Fit men may be less likely to develop some cancers, study suggests

Men with high levels of cardiorespiratory fitness appear to have a lower incidence of lung or colon cancer, a new study has found.

Researchers from the University of Vermont examined cardiorespiratory fitness (CRF) in 13,949 middle-aged men between 1971 and 2009. CRF of each participant was assessed using an incremental treadmill test starting at a speed of 3.3 mph for 25 minutes, before increasing 0.3 mph per minute until volitional exhaustion.

Three cancer diagnoses - lung, colorectal, and prostate - were evaluated in the present report for men of this sample.

Researchers found that compared to men with lower levels of CRF, those with high levels had a lower risk of developing lung or colon cancer, and if they did, they were less likely to die from it.

“This is important because more and more data is coming out that regular exercise is important to prevent cancer,” said Dr.

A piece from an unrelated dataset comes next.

PR #230, opened 2019-10-18
Some fixes for Geometry and optional C++11 support

ggruszczynski:
Adding Cylinder to Geometry.
Fixes STL cuts export, which crashed ParaView.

Dale Shepard, an oncologist at Cleveland Clinic who did not take part in the study.

Since previous research has found sedentary lifestyles increase the risk of cancer, Shepard emphasized the importance of good heart health and recommended eating a heart-healthy diet, getting regular exercise, and maintaining a normal weight to decrease cancer risk.

“What that means is if you have a job where you sit all day long, we’re finding that even if you exercise for an hour or so afterward, you still have risk,” Shepard said. “So really, you have to think about both things - being active but not being inactive.”

The study was published online in JAMA Oncology.